▸ Supplied records:

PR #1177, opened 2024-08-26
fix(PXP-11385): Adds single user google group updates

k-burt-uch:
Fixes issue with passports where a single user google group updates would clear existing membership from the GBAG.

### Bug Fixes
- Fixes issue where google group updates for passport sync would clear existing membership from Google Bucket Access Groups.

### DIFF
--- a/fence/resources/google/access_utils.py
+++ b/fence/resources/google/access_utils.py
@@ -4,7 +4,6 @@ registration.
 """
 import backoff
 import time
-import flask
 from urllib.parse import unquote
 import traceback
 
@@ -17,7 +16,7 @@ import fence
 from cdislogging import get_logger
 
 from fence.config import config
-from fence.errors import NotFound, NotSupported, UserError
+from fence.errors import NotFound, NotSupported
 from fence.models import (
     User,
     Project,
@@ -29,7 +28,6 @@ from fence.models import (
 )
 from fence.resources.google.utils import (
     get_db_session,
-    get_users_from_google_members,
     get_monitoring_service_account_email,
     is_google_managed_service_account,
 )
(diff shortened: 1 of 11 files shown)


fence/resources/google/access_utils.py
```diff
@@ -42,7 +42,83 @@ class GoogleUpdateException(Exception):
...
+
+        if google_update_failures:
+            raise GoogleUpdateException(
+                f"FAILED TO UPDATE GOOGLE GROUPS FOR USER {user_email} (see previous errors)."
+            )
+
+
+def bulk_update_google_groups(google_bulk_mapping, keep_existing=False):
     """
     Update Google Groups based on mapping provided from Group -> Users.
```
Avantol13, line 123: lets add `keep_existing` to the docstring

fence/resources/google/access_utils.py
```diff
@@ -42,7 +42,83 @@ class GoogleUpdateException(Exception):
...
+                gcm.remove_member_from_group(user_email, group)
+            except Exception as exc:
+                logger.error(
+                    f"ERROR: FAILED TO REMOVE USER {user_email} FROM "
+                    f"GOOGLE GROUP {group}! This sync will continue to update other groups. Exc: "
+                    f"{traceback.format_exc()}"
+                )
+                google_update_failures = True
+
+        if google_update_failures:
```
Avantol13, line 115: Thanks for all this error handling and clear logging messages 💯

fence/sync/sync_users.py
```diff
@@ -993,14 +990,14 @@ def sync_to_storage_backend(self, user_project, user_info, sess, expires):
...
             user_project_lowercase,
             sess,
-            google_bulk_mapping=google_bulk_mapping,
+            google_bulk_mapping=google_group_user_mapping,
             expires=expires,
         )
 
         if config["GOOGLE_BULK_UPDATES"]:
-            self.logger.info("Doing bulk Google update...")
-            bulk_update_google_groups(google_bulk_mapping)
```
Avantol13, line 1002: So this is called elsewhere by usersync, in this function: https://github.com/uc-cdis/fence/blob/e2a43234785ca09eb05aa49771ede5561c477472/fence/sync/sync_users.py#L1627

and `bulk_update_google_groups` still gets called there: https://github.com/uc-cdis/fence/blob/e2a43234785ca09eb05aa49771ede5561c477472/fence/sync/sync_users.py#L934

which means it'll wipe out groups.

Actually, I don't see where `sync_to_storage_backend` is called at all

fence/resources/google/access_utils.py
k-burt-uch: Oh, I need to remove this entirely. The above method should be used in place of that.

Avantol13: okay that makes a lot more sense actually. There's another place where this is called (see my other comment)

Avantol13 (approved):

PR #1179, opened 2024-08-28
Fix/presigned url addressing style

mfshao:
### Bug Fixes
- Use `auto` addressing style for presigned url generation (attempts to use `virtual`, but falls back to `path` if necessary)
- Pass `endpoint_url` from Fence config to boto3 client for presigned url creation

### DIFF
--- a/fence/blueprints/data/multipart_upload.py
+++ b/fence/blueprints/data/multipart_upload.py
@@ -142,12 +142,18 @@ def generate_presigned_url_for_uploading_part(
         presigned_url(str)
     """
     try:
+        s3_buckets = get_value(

▸ Assignment: Every line above that holds the string "NotSupported" should be copied into the answer.

▸ Your solution:
-from fence.errors import NotFound, NotSupported, UserError
+from fence.errors import NotFound, NotSupported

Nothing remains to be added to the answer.